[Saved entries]

.....

PR #346, opened 2017-10-03
Added a helper function to add OpenMP compilation flags if available

astrofrog:
This was originally based on a function by @cmccully in astroscrappy but rewritten to also test linking and running of the test code. The approach here is to make a function that modifies the extension, which seems the most convenient. Packages can then import this function in a ``setup_package.py`` and patch extensions. This function is made to fail non-catastrophically if OpenMP flags are not available (a warning is emitted and the function returns False). In the tests I've hard coded that we expect this to pass on Travis Linux and AppVeyor by default otherwise we have no way of knowing this is working for sure.

Note that the test here is a little more stringent because it checks not just compilation but also linking and running the test program, which I believe is important to make sure things run ok end-to-end.

Here's an example of how to use this in a real package: https://github.com/astropy/astropy-healpix/pull/59/files#diff-bcb5fcaf7fc1e3ab2ea2217cc624efc2

@bwinkel @wkerzendorf @cmccully - since you use -fopenmp in your packages (pycraf, tardis and astroscrappy respectively), I just thought you might be interested in this.

### DIFF
--- a/astropy_helpers/openmp_helpers.py
+++ b/astropy_helpers/openmp_helpers.py
@@ -71,9 +71,11 @@ def add_openmp_flags_if_available(extension):
     start_dir = os.path.abspath('.')
 
     if get_compiler_option() == 'msvc':
-        flag = '-openmp'
+        compile_flag = '-openmp'
+        link_flag = ''
     else:
-        flag = '-fopenmp'
+        compile_flag = '-fopenmp'
+        link_flag = '-fopenmp'
 
     try:
 
@@ -83,8 +85,8 @@ def add_openmp_flags_if_available(extension):
             f.write(CCODE)
 
         # Compile, link, and run test program
-        ccompiler.compile(['test_openmp.c'], output_dir='.', extra_postargs=[flag])
-        ccompiler.link_executable(['test_openmp.o'], 'test_openmp', extra_postargs=[flag])
+        ccompiler.compile(['test_openmp.c'], output_dir='.', extra_postargs=[compile_flag])
+        ccompiler.link_executable(['test_openmp.o'], 'test_openmp', extra_postargs=[link_flag])
         output = subprocess.check_output('./test_openmp').decode('utf-8').splitlines()
 
         if 'nthreads=' in output[0]:
@@ -109,10 +111,9 @@ def add_openmp_flags_if_available(extension):
         os.chdir(start_dir)
 
     if using_openmp:
-        log.info("Compiling Cython extension with OpenMP support (using {0} flag)".format(flag))
-        extension.extra_compile_args.append(flag)
-        if get_compiler_option() != 'msvc':
-            extension.extra_link_args.append(flag)
+        log.info("Compiling Cython extension with OpenMP support")
+        extension.extra_compile_args.append(compile_flag)
+        extension.extra_link_args.append(link_flag)
     else:
         log.warn("Cannot compile Cython extension with OpenMP, reverting to non-parallel code")
 
--- a/astropy_helpers/openmp_helpers.py
+++ b/astropy_helpers/openmp_helpers.py
@@ -33,6 +33,7 @@
 from __future__ import absolute_import, print_function
 
 import os
+import glob
 import tempfile
 import subprocess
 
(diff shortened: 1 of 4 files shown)


bsipocz:
@astrofrog - Do we want to have this on the 2.0.x branch, too so packages still supporting python2 can use it?

astrofrog:
Good point - are we going to make an exception here that features can be backported to 2.0.x? (@eteq?)

astrofrog:
An alternative is to go back on our decision to remove Python 2 support in astropy-helpers (after all, we haven't done it yet). I don't have a strong preference.

bsipocz:
> Good point - are we going to make an exception here that features can be backported to 2.0.x? (@eteq?)

as I remember we were ok with that in case of the helpers, and I'm still OK with adding any new features that doesn't break previous API for the sake of keeping the versions in sync with core.

astrofrog:
Hrm, it looks like ``register_commands`` has permanent side effects and it makes the subsequent tests fail. This is not good because some of the other tests also use ``register_commands`` so who knows what side effects those cause. I think the tests are probably overdue for refactoring.

astropy_helpers/tests/test_openmp_helpers.py
```diff
@@ -7,6 +8,7 @@
 
 IS_TRAVIS_LINUX = os.environ.get('TRAVIS_OS_NAME', None) == 'linux'
 IS_APPVEYOR = os.environ.get('APPVEYOR', None) == 'True'
+PY3_LT_35 = sys.version_info[0] == 3 and sys.version_info[1] < 5
```
bsipocz: Why not do  if sys.version_info[:2] < (3, 5), does it work for py2.7?

astrofrog: Yes it does work for Python 2.7. It's an MVCS version thingy.

bsipocz: oh, ok then, sorry for the noise

astropy_helpers/tests/test_openmp_helpers.py
```diff
@@ -0,0 +1,38 @@
...
+
+    using_openmp = add_openmp_flags_if_available(Extension('test', []))
+
+    # Make sure that on Travis (Linux) and AppVeyor OpenMP does get used (for
+    # MacOS X usually it will not work but this will depend on the compiler).
+    # Having this is useful because we'll find out if OpenMP no longer works
+    # for any reason on platforms on which it does work at the time of writing.
+    # OpenMP doesn't work on Python 3.x where x<5 on AppVeyor though.
+    if IS_TRAVIS_LINUX or (IS_APPVEYOR and not PY3_LT_35):
+        assert using_openmp
```
eteq: I would think you should invert this test so that it defaults to running if I run e.g. locally.  That is, something like:

```
if not IS_TRAVIS_OSX and not (PY3_LT_35 and IS_APPVETOR)
    assert using_openmp
```

astropy_helpers/openmp_helpers.py
```diff
@@ -0,0 +1,133 @@
...
+#     from astropy_helpers.openmp_helpers import add_openmp_flags_if_available
+#
+# then call it with a single extension as the only argument:
+#
+#     add_openmp_flags_if_available(extension)
+#
+# this will add the OpenMP flags if available.
+#
+# This file includes code heavily adapted from astroscrappy, originally released
+# under the following license:
```
eteq: Maybe this should go under the ``licenses`` directory in the root of the helpers instead of embedded in this file?

astropy_helpers/openmp_helpers.py
```diff
@@ -0,0 +1,133 @@
...
+
+        with open('test_openmp.c', 'w') as f:
+            f.write(CCODE)
+
+        os.mkdir('objects')
+
+        # Compile, link, and run test program
+        ccompiler.compile(['test_openmp.c'], output_dir='objects', extra_postargs=[compile_flag])
+        ccompiler.link_executable(glob.glob(os.path.join('objects', '*')), 'test_openmp', extra_postargs=[link_flag])
+        output = subprocess.check_output('./test_openmp').decode('utf-8').splitlines()
```
eteq: does this decode need to take ``locale.getdefaultlocale()`` or something like that? Maybe it doesn't matter, but it seems odd to be hard-coded as UTF-8?

astropy_helpers/tests/test_openmp_helpers.py
astrofrog: The issue with that is that it is not guaranteed to pass locally, e.g. if you run on MacOS X with the Apple clang then it won't pass. The idea of the current logic is that it only checks that OpenMP is being used on platforms/circumstances where we *know* it will work. What do you think?

astropy_helpers/openmp_helpers.py
astrofrog: Done

astropy_helpers/openmp_helpers.py
astrofrog: Done

astropy_helpers/tests/test_openmp_helpers.py
eteq: It still concerns me a bit there's no way to check this locally, but now that I realized it runs regardless and it's only the assert that's being checked here, I think it's ok. So all set and will merge

saimn:
Thanks for adding this, it can be useful (in MPDAF we enable OpenMP only on Linux, assuming GCC is used, so this method would be much better !).

astrofrog:
@saimn - great, I'll be interested to know if it works for you!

.....

Assignment: Nothing but the lines from the one with "eteq: does this" to the last line of the data should appear in the answer, each exactly as it stands.

Solution for this task:
eteq: does this decode need to take ``locale.getdefaultlocale()`` or something like that? Maybe it doesn't matter, but it seems odd to be hard-coded as UTF-8?

astropy_helpers/tests/test_openmp_helpers.py
astrofrog: The issue with that is that it is not guaranteed to pass locally, e.g. if you run on MacOS X with the Apple clang then it won't pass. The idea of the current logic is that it only checks that OpenMP is being used on platforms/circumstances where we *know* it will work. What do you think?

astropy_helpers/openmp_helpers.py
astrofrog: Done

astropy_helpers/openmp_helpers.py
astrofrog: Done

astropy_helpers/tests/test_openmp_helpers.py
eteq: It still concerns me a bit there's no way to check this locally, but now that I realized it runs regardless and it's only the assert that's being checked here, I think it's ok. So all set and will merge

saimn:
Thanks for adding this, it can be useful (in MPDAF we enable OpenMP only on Linux, assuming GCC is used, so this method would be much better !).

astrofrog:
@saimn - great, I'll be interested to know if it works for you!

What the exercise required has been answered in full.